In contrast with secular educational models that are cloaked in Bible verses, the transformational model flows directly out of Deuteronomy 6:4-9 as well as the methods evident in Jesus ministry with His disciples. EGM believes there are five transformational ministry principles found in Deuteronomy 6:4-9 as follows.
"Hear, O Israel: The Lord our God, the Lord is one. Love the Lord your God with all your heart and with all your soul and with all your strength. These commandments that I give you today are to be on your hearts." (Deuteronomy 6:4-6)
Transformational children’s ministry is relational ministry. In a relationship with their leaders, children experience for themselves the amazing love of Christ. They also learn from their leaders’ example what it looks like to live with Jesus as the Lord of every aspect of life. The Holy Spirit works through these honest, caring relationships that ministry workers develop with the children to bring life change and genuine transformation.

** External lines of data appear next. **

PR #7040, opened 2025-10-13
Allow RSIndexResult in RQEIterator be mutated when wrapping iterators

GlenDC:

Some RQEIterator implementations wrap one or more other RQEIterator’s. As part of their read implementation they might however for some code paths mutate the result by for example
applying a weight to it or metrics.

This was prior to this commit not possible due to lifetime constrains and the fact that a shared reference is returned.

This PR makes these references mutable which is similar to how the C implementation was doing it
(reference instead of pointer, and returned instead of indirectly accessed, but other than that similar).

Originally we went for a Cow-inspired structure to make this less error-prone, but this had a high impact
on the benchmarks.

> (!) In future we'll switch this to owned return values completely,
> but for now that is not possible due to the inner FFI call. Once this is fully in Rust,
> we should be able to do this less error prone by returning `RSIndexResult` instead of `&mut RSIndexResult`
> but for now it is what it is.

This PR unblocks iterators which wrap other iterators and needs to mutate the inner results,
e.g. the optional iterator that applies a weight to these results.

1. MOD-11768

Make it possible to mutate iterator results where required,
while preserving the reuse of results when possible.

#### Mark if applicable

- [x] This PR introduces API changes (but just in the still unused Rust iterators AFAIK, so should be ok?)

---

> [!NOTE]
> Make RQEIterator return mutable RSIndexResult with explicit lifetimes and update Empty, IdList, Wildcard implementations and tests accordingly.
> 
> - **API**:
>   - `RQEIterator` now uses lifetimes `<'iterator, 'index>` and methods take `&'iterator mut self`.
>   - `read` and `skip_to` return mutable `RSIndexResult` (`&'iterator mut RSIndexResult<'index>`), and `SkipToOutcome::{Found,NotFound}` carry mutable refs.
> - **Implementations**:
>   - Update `empty`, `id_list`, and `wildcard` to conform to new trait signatures.
>   - `IdList` becomes `IdList<'index>`; internal `result` uses `RSIndexResult<'index>`; return values now mutable.
>   - `Wildcard` holds `RSIndexResult<'index>` and returns mutable results; minor internal adjustments.
> - **Tests**:
>   - Adjust tests for new signatures and add a test verifying post-read mutation support.
> 
> <sup>Written by [Cursor Bugbot](https://cursor.com/dashboard?tab=bugbot) for commit d5ff0ddf9e800cc4c0f4fca9f3278acddb583742. This will update automatically on new commits. Configure [here](https://cursor.com/dashboard?tab=bugbot).</sup>


src/redisearch_rs/rqe_iterators/tests/c_mocks/mod.rs
```diff
@@ -40,6 +40,13 @@ pub extern "C" fn IndexResult_ConcatMetrics(
     // Do nothing since the code will call this
 }
 
+#[unsafe(no_mangle)]
+pub extern "C" fn RSYieldableMetrics_Clone(
+    _src: *const RSYieldableMetric,
+) -> *const RSYieldableMetric {
+    std::ptr::null()
```
gdesmott: Should not this be `unimplemented!()` if it's just to make the linker happy?

src/redisearch_rs/inverted_index/src/index_result.rs
```diff
@@ -699,6 +699,73 @@ pub struct RSIndexResult<'index> {
...
+pub enum CowRSIndexResult<'index> {
+    Borrowed(&'index RSIndexResult<'index>),
+    Owned(RSIndexResult<'static>),
+}
+
+impl Clone for CowRSIndexResult<'_> {
+    fn clone(&self) -> Self {
+        match self {
+            Self::Borrowed(arg0) => Self::Borrowed(arg0.to_owned()),
+            Self::Owned(arg0) => Self::Owned(arg0.to_owned()),
```
gdesmott:
```suggestion
            Self::Owned(result) => Self::Owned(result.to_owned()),
```

src/redisearch_rs/inverted_index/src/index_result.rs
```diff
@@ -699,6 +699,73 @@ pub struct RSIndexResult<'index> {
     pub weight: f64,
 }
 
+/// Copy-On-Write version of [`RSIndexResult`].
+///
+/// Used for places where you may wish to share a [`RSIndexResult`]
+/// most of the time until you do not. At which point you would make a copy to write it.
```
gdesmott: I'd document here how one can make this copy.

LukeMathWalker:
> Sounds like a good idea, but would like @LukeMathWalker 's input on the overall design.

At a glance, it looks like it'd be simpler (and more efficient) to have iterators return a `&mut RsIndexResult` to enable the usecase in https://github.com/RediSearch/RediSearch/pull/7046. What'd be the blocker to that kind of design?

GlenDC:
> > Sounds like a good idea, but would like @LukeMathWalker 's input on the overall design.
> 
> At a glance, it looks like it'd be simpler (and more efficient) to have iterators return a `&mut RsIndexResult` to enable the usecase in #7046. What'd be the blocker to that kind of design?

- simpler: not sure, seems more or less same
- efficient: sure, but at what cost

Having this kind of state be mutated all over the place seems to me like a recipe for disaster, but that's perhaps just my opinion. If that is what you want @LukeMathWalker , I'll replace this PR with doing that. Just let me know.

The use case is btw not only https://github.com/RediSearch/RediSearch/pull/7046 but also an open PR of Ben to allow metrics to be added. And I believe there are more of such use cases as we continue to port iterators which wrap other iterators.

src/redisearch_rs/inverted_index/src/index_result.rs
GlenDC: Document as in saying one would call `to_mut` at which point a copy would be made if still in a borrowed state, or what do you have in mind @gdesmott ?

src/redisearch_rs/rqe_iterators/tests/c_mocks/mod.rs
GlenDC: I can do, if that's preferred I will go for it

GlenDC:
> > > Sounds like a good idea, but would like @LukeMathWalker 's input on the overall design.
> > 
> > 
> > At a glance, it looks like it'd be simpler (and more efficient) to have iterators return a `&mut RsIndexResult` to enable the usecase in #7046. What'd be the blocker to that kind of design?
> 
> * simpler: not sure, seems more or less same
> * efficient: sure, but at what cost
> 
> Having this kind of state be mutated all over the place seems to me like a recipe for disaster, but that's perhaps just my opinion. If that is what you want @LukeMathWalker , I'll replace this PR with doing that. Just let me know.
> 
> The use case is btw not only #7046 but also an open PR of Ben to allow metrics to be added. And I believe there are more of such use cases as we continue to port iterators which wrap other iterators.

We had an offline discussion with @LukeMathWalker and @gdesmott .
Given the design how it is currently and given we want to (for now) stay as close
as possible to the C version I'll change this PR to drop the COW-like design
and replace it with a mutable reference.

In a future version we should be replace that `&mut` reference with an owned object,
as dropping should no longer have a measurable impact once the FFI call is removed.
Until than, we will live with the `&mut` reference and need to ensure that the base layers reset its results,
in-between calls.

src/redisearch_rs/inverted_index/src/index_result.rs
GlenDC: No more applicable, this will be dropped.

src/redisearch_rs/inverted_index/src/index_result.rs
GlenDC: No more applicable, this will be dropped.

src/redisearch_rs/rqe_iterators/tests/c_mocks/mod.rs
GlenDC: No more needed with the use of `&mut`. Dropping this mock.

src/redisearch_rs/inverted_index/src/index_result.rs
```diff
@@ -719,6 +719,18 @@ impl<'index> RSIndexResult<'index> {
         }
     }
 
+    pub fn reset_virt_metadata(&mut self) -> &mut Self {
```
gdesmott: Can you document this API?

src/redisearch_rs/inverted_index/src/index_result.rs
```diff
@@ -719,6 +719,18 @@ impl<'index> RSIndexResult<'index> {
...
+        debug_assert_eq!(self.data, RSResultData::Virtual);
+        debug_assert!(self.dmd.is_null());
+
+        self.weight = 0.;
+        self.metrics = std::ptr::null_mut();
```
gdesmott: Won't this leak `metrics`? See `impl Drop for RSIndexResult<'_> `.

src/redisearch_rs/rqe_iterators/src/id_list.rs
```diff
@@ -42,27 +42,31 @@ impl IdList {
...
+        &'iterator mut self,
+    ) -> Result<Option<&'iterator mut RSIndexResult<'index>>, RQEIteratorError> {
         let Some(doc_id) = self.get_current() else {
             return Ok(None);
         };
         self.offset += 1;
-        self.result.doc_id = doc_id;
-        Ok(Some(&self.result))
+
+        self.result.reset_virt_metadata().set_doc_id(doc_id);
```
gdesmott: Can you run the existing benchmarks to check the affect of those changes on performances?

src/redisearch_rs/inverted_index/src/index_result.rs
GlenDC: Good question, let me check it out!

src/redisearch_rs/rqe_iterators/src/id_list.rs
GlenDC: Can you tell me how and what to do to show you the report, I'll add it then as a PR comment

src/redisearch_rs/inverted_index/src/index_result.rs
GlenDC: yes, I think it's a ugly hack though, only thing I know for 99% certain is that we want to somehow reset if we choose to reuse, but still feels wonky, so not sure this is the right approach

src/redisearch_rs/rqe_iterators/src/id_list.rs
gdesmott: you can just run `cargo bench` in `src/redisearch_rs/inverted_index_bencher` before and after the change. It should tell you if there is significant changes. You can also them compare the  performance of the C vs Rust implementations.

src/redisearch_rs/inverted_index/src/index_result.rs
gdesmott: Yeah, I'm not big on it either.

And the current code could reset `freq` before actually setting it to its actual value right after. But maybe that's something the compiler will be smart enough to optimize?

src/redisearch_rs/rqe_iterators/src/id_list.rs
GlenDC: Running that takes very long, and seems like a very manual process to compare. Is that what you have been using so far? Seems very labour-intensive and error prone? Or are there essentially file outputs (before/after) that I can easily compare

gdesmott: > you can just run cargo bench in src/redisearch_rs/inverted_index_bencher

Sorry I meant `src/redisearch_rs/rqe_iterators_bencher`, those are the II benches.

>  seems like a very manual process to compare.

Yes, micro benchmarks are not really automated at this point. We rely on those to:
- compare the performance of the C and Rust versions of the same code, so we can spot big perf hit when rewriting.
- find regressions when doing significant changes, like now. This is done semi-automatically by `criterion` as it will tell you performance changes across runs. So you can just run it twice, without and with your changes, and check its output.

src/redisearch_rs/inverted_index/src/index_result.rs
```diff
@@ -719,12 +719,28 @@ impl<'index> RSIndexResult<'index> {
         }
     }
 
+    /// Resets the metadata attached to this [`RSIndexResult`].
+    ///
+    /// This [`RSIndexResult`] is assumed to be [`Virtual`] with no
+    /// [`RSDocumentMetadata`] embedded in it.
+    ///
+    /// [`Virtual`]: RSResultData::Virtual
```
gdesmott: What is this line for?

src/redisearch_rs/rqe_iterators/src/id_list.rs
LukeMathWalker: You can use `critcmp` for comparisons across branches.

LukeMathWalker: https://crates.io/crates/critcmp

LukeMathWalker:
```
git checkout master && cargo bench -- --save-baseline before
git checkout your-branch && cargo bench -- --save-baseline change
critcmp before change
```

GlenDC:
```
group                                             after                                   before
-----                                             -----                                   ------
Iterator - Empty - Read/C                         1.09      1.8±0.02ns        ? ?/sec     1.00      1.6±0.06ns        ? ?/sec
Iterator - Empty - Read/Rust                      1.07      0.3±0.00ns        ? ?/sec     1.00      0.2±0.02ns        ? ?/sec
Iterator - Empty - SkipTo/Rust                    1.10      0.3±0.00ns        ? ?/sec     1.00      0.2±0.00ns        ? ?/sec
Iterator - Empty - SkipTo/c                       1.07      1.8±0.03ns        ? ?/sec     1.00      1.7±0.05ns        ? ?/sec
Iterator - IdList - Read Dense/C                  1.12      2.1±0.48ms        ? ?/sec     1.00  1830.6±36.47µs        ? ?/sec
Iterator - IdList - Read Dense/Rust               2.12  857.8±125.08µs        ? ?/sec     1.00    405.3±6.23µs        ? ?/sec
Iterator - IdList - Read Sparse/C                 1.20      2.3±0.64ms        ? ?/sec     1.00  1874.2±49.11µs        ? ?/sec
Iterator - IdList - Read Sparse/Rust              2.63  1092.8±580.63µs        ? ?/sec    1.00   415.0±11.18µs        ? ?/sec
Iterator - IdList - SkipTo Dense/C                1.03   600.8±42.90µs        ? ?/sec     1.00  584.4±134.48µs        ? ?/sec
Iterator - IdList - SkipTo Dense/Rust             1.12   442.5±11.00µs        ? ?/sec     1.00   394.8±24.10µs        ? ?/sec
Iterator - IdList - SkipTo Sparse/C               1.21     21.9±5.78ms        ? ?/sec     1.00     18.0±0.72ms        ? ?/sec
Iterator - IdList - SkipTo Sparse/Rust            1.39     20.1±7.16ms        ? ?/sec     1.00     14.5±0.44ms        ? ?/sec
Iterator - Wildcard - Read Large Range/C          1.08   314.5±16.00µs        ? ?/sec     1.00    291.7±6.54µs        ? ?/sec
Iterator - Wildcard - Read Large Range/Rust       2.99  854.6±137.41µs        ? ?/sec     1.00    285.8±4.43µs        ? ?/sec
Iterator - Wildcard - Read Medium Range/C         1.06    156.0±4.44µs        ? ?/sec     1.00    147.8±3.64µs        ? ?/sec
Iterator - Wildcard - Read Medium Range/Rust      2.59    382.4±2.00µs        ? ?/sec     1.00    147.7±6.11µs        ? ?/sec
Iterator - Wildcard - SkipTo Large Range/C        1.12      9.2±1.91µs        ? ?/sec     1.00      8.2±0.35µs        ? ?/sec
Iterator - Wildcard - SkipTo Large Range/Rust     6.13     23.7±8.34µs        ? ?/sec     1.00      3.9±0.11µs        ? ?/sec
Iterator - Wildcard - SkipTo Medium Range/C       1.18      4.8±1.26µs        ? ?/sec     1.00      4.1±0.14µs        ? ?/sec
Iterator - Wildcard - SkipTo Medium Range/Rust    5.40     10.5±2.37µs        ? ?/sec     1.00  1937.5±63.41ns        ? ?/sec

```

Seems a significant difference. Shall I just drop the reset functionality for now?
C code is also not resetting anyway 🤷

src/redisearch_rs/inverted_index/src/index_result.rs
GlenDC: Rust doc comments are markdown.
This is defining the link for [`Virtual`] given that symbol is not in scope.

src/redisearch_rs/rqe_iterators/src/id_list.rs
gdesmott: Does forcing inline on `reset_virt_metadata()` help?

If not yeah, let's remove it then.

GlenDC: The difference is a bit less, but still not good.
So I'll remove it.

Here it is:

```
group                                             after                                  before
-----                                             -----                                  ------
Iterator - Empty - Read/C                         1.00      1.6±0.04ns        ? ?/sec    1.01      1.6±0.04ns        ? ?/sec
Iterator - Empty - Read/Rust                      1.00      0.2±0.01ns        ? ?/sec    1.01      0.2±0.01ns        ? ?/sec
Iterator - Empty - SkipTo/Rust                    1.00      0.2±0.01ns        ? ?/sec    1.01      0.2±0.01ns        ? ?/sec
Iterator - Empty - SkipTo/c                       1.00      1.6±0.05ns        ? ?/sec    1.02      1.6±0.05ns        ? ?/sec
Iterator - IdList - Read Dense/C                  1.01  1673.0±43.16µs        ? ?/sec    1.00  1656.7±31.06µs        ? ?/sec
Iterator - IdList - Read Dense/Rust               1.88    708.1±7.34µs        ? ?/sec    1.00   377.5±10.30µs        ? ?/sec
Iterator - IdList - Read Sparse/C                 1.00  1682.3±33.82µs        ? ?/sec    1.01  1694.1±39.78µs        ? ?/sec
Iterator - IdList - Read Sparse/Rust              2.01   768.8±11.40µs        ? ?/sec    1.00    382.7±6.55µs        ? ?/sec
Iterator - IdList - SkipTo Dense/C                1.00   494.9±60.29µs        ? ?/sec    1.07   531.6±54.32µs        ? ?/sec
Iterator - IdList - SkipTo Dense/Rust             1.03   388.2±14.84µs        ? ?/sec    1.00   375.9±18.69µs        ? ?/sec
Iterator - IdList - SkipTo Sparse/C               1.00     16.8±0.27ms        ? ?/sec    1.03     17.3±0.52ms        ? ?/sec
Iterator - IdList - SkipTo Sparse/Rust            1.11     14.7±0.10ms        ? ?/sec    1.00     13.3±0.14ms        ? ?/sec
Iterator - Wildcard - Read Large Range/C          1.00    270.7±5.74µs        ? ?/sec    1.00    271.2±4.62µs        ? ?/sec
Iterator - Wildcard - Read Large Range/Rust       2.55   693.9±15.42µs        ? ?/sec    1.00    272.3±6.75µs        ? ?/sec
Iterator - Wildcard - Read Medium Range/C         1.00    134.0±5.85µs        ? ?/sec    1.00    133.3±8.54µs        ? ?/sec
Iterator - Wildcard - Read Medium Range/Rust      2.49    347.7±5.19µs        ? ?/sec    1.00    139.6±5.38µs        ? ?/sec
Iterator - Wildcard - SkipTo Large Range/C        1.00      7.6±0.21µs        ? ?/sec    1.01      7.7±0.34µs        ? ?/sec
Iterator - Wildcard - SkipTo Large Range/Rust     4.55     16.9±0.90µs        ? ?/sec    1.00      3.7±0.12µs        ? ?/sec
Iterator - Wildcard - SkipTo Medium Range/C       1.00      3.8±0.25µs        ? ?/sec    1.01      3.9±0.14µs        ? ?/sec
Iterator - Wildcard - SkipTo Medium Range/Rust    4.71      8.7±0.24µs        ? ?/sec    1.00  1855.0±146.65ns        ? ?/sec
```

GlenDC:
All feedback is addressed AFAIK @gdesmott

"… sit at home and when you walk along the road, when you lie down and when you get up." (Deuteronomy 6:7)
Experience is a crucial element of the learning process, and experiential teaching helps connect biblical truth to the children’s real life. Experiential teaching engages both the heart and the mind of boys and girls.
"Impress them on your children." (Deuteronomy 6:7)
Children need to hear Bible truth—and they need to hear it repeatedly. After all, the Word of God is more than a collection of stories, doctrines, and ideas. It is life-changing truth that teaches us who God is and who we are. The Bible is the handbook for living the life God intends for all children. Its truth stands at the core of God’s transforming work.
"Talk about them when you sit at home and when you walk along the road, when you lie down and when you get up." (Deuteronomy 6:7)
Connecting the Word of God to the children’s real life is essential to our being able to effectively minister to them. Transformational children’s ministry means the workers engage the children by talking about the Truth of God’s Word and, in that context, about the challenges they face at home and at school. Discussing what God’s Word says about specific aspects and certain circumstances of their real lives helps children understand the Bible and recognize its relevance.
"Tie them as symbols on your hands and bind them on your foreheads. Write them on the doorframes of your houses and on your gates." (Deuteronomy 6:8-9)
Helping boys and girls respond to the truth revealed in God’s Word is every teacher’s goal. So transformational children’s ministry makes sure that children have the opportunity to respond to God’s Truth. This putting into practice what they learn is the next crucial step on the path toward life transformation. When we keep on responding to God’s truth, He changes us. In fact, He transforms us into the likeness of Christ!
These five elements—Relationship, Experience, Truth, Discussion, and Response—are the building blocks of a transformational children’s ministry. The Word of God comes alive for children and speaks into their real life in a fresh new way. In fact, thanks to these building blocks, many boys and girls experience the Bible’s relevance for the first time ever. Having a personal relationship with Jesus takes on new meaning, and church is not just where Mom and Dad make them go. Instead, church is a source of joy, friendship, and a sense of belonging.